New York DFS imposes $425m fine on Deutsche Bank for Russian mirror trades

Maria Nikolova

Deutsche Bank was found to have violated New York anti-money laundering laws via a “mirror trading” scheme involving the bank’s Moscow, London and New York offices.

The New York State Department of Financial Services (DFS) has announced that Deutsche Bank AG (ETR:DBK) and its New York branch will have to pay a $425 million fine and engage an independent monitor as part of a consent order entered into with the DFS.

The penalties are for violations of New York anti-money laundering laws via a “mirror trading” scheme among Deutsche’s Moscow, London and New York offices that laundered $10 billion out of the Russian Federation.

DFS’s investigation found that Deutsche failed multiple times to stop the scheme due to compliance issues.

  • The Mirror Trades

According to DFS’ findings, the long-running mirror-trading scheme was facilitated by Deutsche’s Moscow branch and involved New York and London branches. Operating through the equities desk at Deutsche Bank’s Moscow branch, a number of companies that were clients of the Moscow equities desk issued orders to purchase Russian blue chip stocks, always paying in Russian rubles. Soon after that, a related counterparty would sell the identical Russian blue chip stock in the same quantity and at the same price through Deutsche Bank’s London branch. The counterparties involved were closely related, whereas the trades were routinely cleared through Deutsche Bank Trust Company of the Americas (DBTCA). The selling counterparty was usually registered offshore and would be paid for its shares in US dollars. The DFS investigation shows that at least 12 entities were involved, and none of the trades had any legitimate economic rationale.

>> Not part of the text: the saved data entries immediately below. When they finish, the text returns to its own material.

PR #1075, opened 2017-05-19
Remove remaining sticky FFC bits

miklos1:
No more `firedrake_geometry.h` and other non-sense. Switch generation of the Newton update code in the physical to reference coordinates mapping to TSFC-based tools.


firedrake/pointquery_utils.py
```diff
@@ -286,90 +74,84 @@ def X_isub_dX(topological_dimension):
...
+        # Translate to COFFEE
+        ir = impero_utils.preprocess_gem(ir)
+        return_variable = gem.Variable('dX', (dim,))
+        assignments = [(gem.Indexed(return_variable, (i,)), e)
+                       for i, e in enumerate(ir)]
+        impero_c = impero_utils.compile_gem(assignments, ())
+        body = tsfc.coffee.generate(impero_c, {}, parameters["precision"])
+        body.open_scope = False
+
+        return body
```
miklos1: This is the third place I see something like this, which suggests a potential refactoring opportunity at some later occasion...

  • The list of violations that DFS’s investigation uncovered includes the following:

The bank has carried out its banking business in an unsafe and unsound manner, as it failed to maintain an effective and compliant anti-money laundering program. Deutsche also failed to maintain and make available true and accurate books, accounts and records reflecting all transactions and actions.

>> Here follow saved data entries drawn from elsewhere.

Issue #1074, opened 2017-05-17
SLATE compilation error


stephankramer:
I am trying to use SLATE to implement a preconditioner for a Schur system A11-A10 A00^{-1} A01, where A00 is a DG mass matrix that assembles the Schur system explicitly (on @wence- 's suggestion here: https://github.com/thetisproject/thetis/pull/97#discussion_r116945058). The relevant code is:

        mass = Tensor(dot(v, u)*dx)
        fs = dict(formmanipulation.split_form(a))
        A01 = Tensor(fs[(0, 1)])
        A10 = Tensor(fs[(1, 0)])
        A11 = Tensor(fs[(1, 1)])
        S = A11 - A10*mass.inv*A01

        Smat = assemble(S, form_compiler_parameters=ctx.fc_params)
        Smat.force_evaluation()

here `a` is the form of the coupled SWE system (only linear terms). This fails in the last step with a compilation error because the generated code contains a subroutine:

    static inline void compile_slate (double  A4[6][6] , double **  coords , double *  w_0 , double **  w_1 , double **  w_2_0 , double **  w_2_1 , double *  w_3 , double **  w_4_0 , double **  w_6 , double **  w_5 , double **  w_6 , double **  w_7 , double *  w_8 )

which contains a `w_6` argument twice.

Unfortunately I haven't been able to reproduce in a standalone test yet. To reproduce in thetis, checkout the assembledschur-slate branch of thetis, and run `py.test -k pressurep -svx test/swe2d/test_standing_wave.py`.

thomasgibson:
I can reproduce this and I'll have a close look at it. Thanks for letting us know

thomasgibson:
Just an update: I believe I fixed the issue in https://github.com/firedrakeproject/firedrake/tree/slate-coefficient-fix.

I had to make a minor change in `thetis/assembledschur.py` because `cxt` was being called out of scope. Making `cxt` a class attribute fixed that. With my firedrake branch, the test seems to be passing.

I will clean up the branch and submit a PR into Firedrake master soon!

thomasgibson:
Fixed in https://github.com/firedrakeproject/firedrake/pull/1077.

PR #1077, opened 2017-05-23
Fix mixed coefficient handling in Slate

thomasgibson:
This PR addresses a bug described in https://github.com/firedrakeproject/firedrake/issues/1074. The changes here corrects how Slate handles mixed coefficients by providing a mapping from coefficient to it's split components.

### DIFF
--- a/firedrake/slate/slac/compiler.py
+++ b/firedrake/slate/slac/compiler.py
@@ -15,6 +15,7 @@ all low-level numerical linear algebra operations are performed using
 this templated function library.
 """
 from __future__ import absolute_import, print_function, division
+from six import iteritems
 from six.moves import range
 
 from coffee import base as ast
@@ -80,9 +81,6 @@ def compile_expression(slate_expr, tsfc_parameters=None):
     # simply reuse the produced kernel.
     if slate_expr._metakernel_cache is not None:
         return slate_expr._metakernel_cache
-
-    # Initialize coefficients, shape and statements list
-    expr_coeffs = slate_expr.coefficients()
 
     # We treat scalars as 1x1 MatrixBase objects, so we give
     # the right shape to do so and everything just falls out.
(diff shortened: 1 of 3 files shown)


firedrake/slate/slac/compiler.py
```diff
@@ -246,12 +244,12 @@ def compile_expression(slate_expr, tsfc_parameters=None):
...
 
     # Coefficient information
-    for c in expr_coeffs:
+    for c, csym_info in iteritems(builder.coefficient_map):
         if isinstance(c, Constant):
             ctype = "%s *" % SCALAR_TYPE
         else:
             ctype = "%s **" % SCALAR_TYPE
-        args.extend([ast.Decl(ctype, csym) for csym in builder.coefficient(c)])
+        args.extend([ast.Decl(ctype, csym) for csym in csym_info])
```
wence-: So previously you pulled the coefficients out of the expression and then called `builder.coefficient` here.  Now you make the coefficient_map in the constructor of the kernel builder and then iterate over that.  But now `coefficient_map` is a public API member.  Why not iterate over the coefficients of the expression and call `builder.coefficient` as before?

firedrake/slate/slac/kernel_builder.py
```diff
@@ -42,8 +42,18 @@ def __init__(self, expression, tsfc_parameters=None):
...
+            if type(coefficient.ufl_element()) == MixedElement:
+                csym_info = []
+                for j, _ in enumerate(coefficient.split()):
+                    csym_info.append(ast.Symbol("w_%d_%d" % (i, j)))
+            else:
+                csym_info = (ast.Symbol("w_%d" % i),)
+
+            coefficient_map[coefficient] = tuple(csym_info)
+
+        self.coefficient_map = coefficient_map
```
wence-: If you don't want to pollute the constructor with this code, but don't want the `prepare_coefficients` free function (I agree it only appears here, so it makes sense to inline), you could make `coefficient_map` a `@cached_property` or `@property`, probably the former.

firedrake/slate/slac/kernel_builder.py
```diff
@@ -139,8 +145,11 @@ def _finalize_kernels_and_update(self):
 
         for splitkernel in splitkernels:
             oriented = oriented or splitkernel.kinfo.oriented
+
```
wence-: Why?

thomasgibson:
Updates pushed

tests/slate/test_assemble_tensors.py
```diff
@@ -100,17 +100,12 @@ def test_assemble_matrix_into_tensor(mesh):
...
     f = Function(W)
+    g, h = f.split()
     f.assign(1)
-    u = TrialFunction(V)
-    v = TestFunction(V)
-    T = Tensor(f[0] * u * v * dx)
-    ref = assemble(f[0] * u * v * dx)
-
-    assert np.allclose(assemble(T).M.values, ref.M.values)
+    assert np.allclose(assemble(Tensor((g + f[0] + h + f[1])*dx)), 4.0)
```
wence-: Oh, I hadn't spotted that there was already a test.  I guess you could have kept the existing one and added this?

thomasgibson:
Unless I missed something, I believe this is ready to go.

The bank’s Know Your Customer (KYC) processes were poor, functioning merely as a checklist with employees formally focused on ensuring documentation was collected, rather than critically assessing information provided by potential customers. The DFS notes that “virtually all of the KYC files for the companies involved in the scheme were insufficient”.

Deutsche Bank’s anti-financial crime, AML and compliance units were found to be ineffective and understaffed. For instance, the DFS has found out that at one point, an attorney who had no compliance background acted as Deutsche’s Moscow branch’s head of compliance, head of legal, and as its AML Officer – all at the same time.

  • The consent order

Within 60 days of the consent order, the bank must hire an independent monitor, approved by DFS, to review Deutsche’s current BSA/AML compliance programs, policies and procedures that are related to activities conducted by or through its DBTCA subsidiary and the New York branch.

The bank should also submit a written action plan to enhance its current global BSA/AML compliance programs that pertain to or affect activities conducted by or through DBTCA and the New York Branch, the DFS said in its announcement on the matter.

  • FCA action

This morning, the UK Financial Conduct Authority (FCA) announced it is imposing a fine of £163,076,224 on Deutsche Bank for failing to maintain an adequate AML control framework during the period between January 1, 2012 and December 31, 2015. This is the biggest financial penalty for AML controls failings ever imposed by the FCA, or its predecessor the Financial Services Authority (FSA).

  • Raft of problems

As per FinanceFeeds’ report, Deutsche Bank, one of the top interbank FX dealers, is about to publish some dismal financial results this Thursday (February 2).

A part of the loss is attributed to payments over market manipulation. Deutsche Bank finalized a $7.2 billion payment with the US Department of Justice earlier this month – a civil penalty of $3.1 billion and $4.1 billion in consumer relief for mis-selling mortgage-backed securities. In addition to that, there are risks on the bank’s derivatives book, as FinanceFeeds’ report has highlighted.